Shared support service centers, as they are officially named, are not department mergers. The complex administrative consolidation process will not involve any layoffs, and is not geared at cost cutting. As part of Operational Excellence, one prong of President Samuel Stanley’s future-oriented initiative Project 50 Forward, these centers’ primary focus and ultimate aim is to tighten up efficiency, essentially utilizing the same staff resources under a different organization.
Under the guidance of Nancy Squires, the dean of the College of Arts and Sciences and a member of the Operational Excellence Steering Committee, shared support service centers are a way in which multiple departments, often those with similar focuses and geographical proximity, can balance out inequalities in staffing and attempt to alleviate the pressure from the inability to fill empty positions by joining together.

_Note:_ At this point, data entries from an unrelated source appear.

PR #2681, opened 2021-03-10
fix(logger): consider also -l, the alias for --loglevel

noomorph:
- [x] This is a small change 

---

**Description:**

It appears that non-`detox test` commands do not really react to `-l` shorthand alias for `--loglevel`.

For example, `detox run-server` – it is confusing that you cannot start it in a standalone mode with `--loglevel trace` when required.

It is easy to show that on the example with INFO/WARN levels.

Before (incorrect, because WARN level is higher than INFO):

image

After (correct, the log level now allows only ERROR and WARN messages):

image

### DIFF
--- a/detox/src/utils/logger.js
+++ b/detox/src/utils/logger.js
@@ -73,7 +73,7 @@ function createPlainBunyanStream({ logPath, level }) {
 }
 
 function init() {
-  const levelFromArg = argparse.getArgValue('loglevel');
+  const levelFromArg = argparse.getArgValue('loglevel', 'l');
   const level = adaptLogLevelName(levelFromArg);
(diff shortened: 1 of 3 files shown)


detox/src/utils/logger.js
```diff
@@ -73,7 +73,7 @@ function createPlainBunyanStream({ logPath, level }) {
 }
 
 function init() {
-  const levelFromArg = argparse.getArgValue('loglevel');
```
d4vidi, line 76: @noomorph how come this was OK for detox test, but not for other subcommands?

noomorph: Because detox test wraps -l into DETOX_LOGLEVEL environment variable for Jest, and the argparse logic works with env vars too.

PR #2683, opened 2021-03-12
docs: note about testNamePattern on detox test

lupenq:
- [x] This is a small change 
---

**Description:**

I came across the fact that the DetoxCLI documentation does not indicate that you can pass the --testNamePattern flag directly. I decided to fix this point in the documentation

### DIFF
--- a/detox/local-cli/utils/testCommandArgs.js
+++ b/detox/local-cli/utils/testCommandArgs.js
@@ -109,6 +109,12 @@ module.exports = {
     number: true,
     default: 1,
   },
+  t: {
+    alias: 'testNamePattern',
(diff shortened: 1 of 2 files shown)


noomorph:
I won't work this way - `detox test` CLI passes through only unknown arguments.

In your pull request, you make `--testNamePattern` a known argument to Detox, and now it stops being passed to the test runner since you are expected to write now your own logic.

I don't think that the suggested solution fits the current state of things.
Maybe you could check if there is any `postscriptum` API in `yargs` so that we just can print some explanatory message.

I'll keep this pull request closed until you find another solution.

Thanks for looking into this.

PR #1, opened 2015-11-01
Prototype app

bassosimone:
This pull request introduces the prototype Android app. There are still number of limitations, such as that currently tests cannot run in parallel. However this is already used by me on the emulator as well as on a real Android device (Nexus 7 using Android 5.1.1).

This pull request currently contains also the *devpack* for Android generated using MeasurementKit. I've not figured out yet whether this is the optimal way to bundle it with the application (I dislike adding binary libraries to master because they weight quite a lot -- for this reason for now I've included only x86 and armeabi, rather than including all the available architectures).

- - -

Note: the `io/github/measurement_kit/{common,ooni}` dirs are copied from measurement-kit's main repository. I don't know if this is the best approach. Open-peer provided the `.class` files, but I thought providing the sources was more transparent to the user.


bassosimone:
Closing in favor of #2.

PR #2, opened 2015-12-09
Prototype Android application (try 2)

bassosimone:
This prototype Android application is based on the new repository hosting Measurement Kit JNI libs available at:

    https://github.com/bassosimone/measurement-kit-jni-libs

The implementation uses the JNI libs and their interface to run in synchronous mode OONI tests. The basic mechanism to run in background (inside a so-called service) and to notify back the main thread when work is done is already implemented.

Compared to #1, this is significantly simpler in terms of JNI code and interfaces involved.

### DIFF
--- a/.gitignore
+++ b/.gitignore
@@ -5,3 +5,7 @@
 .DS_Store
 /build
 /captures
+
+app/src/main/java/io/github/measurement_kit/jni/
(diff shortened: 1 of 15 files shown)


bassosimone:
This has been tested on a Nexus 5 with Android 6. Merging.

The process was done with the help of consulting firm Bain & Company, who left in June after performing data collection and analysis and making recommendations based upon their findings. The hope is that department identities will remain completely intact while workloads will be evened out amid the University’s hiring freeze and continued budget strain. Currently, one shared support service center incorporating Theatre and Art has been implemented with a future goal of including the music department. Two separate centers for the Humanities building are in the planning phases.
“Operational Excellence and the Bain consultants were brought in to deal with the level of budget cut we’ve already have. I believe the figure is $82 million over the last four years,” says Squires. “We have had a great attrition of staff and faculty with no prospects that our budget was going to improve. We had to learn live within our means. That is what it was about.”
With a decrease in budget and departments having already suffered losses in the form of staff retirement and resignation, the goal is to bring expenses down to an equal level. “We’re learning to do things differently so we can delver good services with fewer people,” Squires adds.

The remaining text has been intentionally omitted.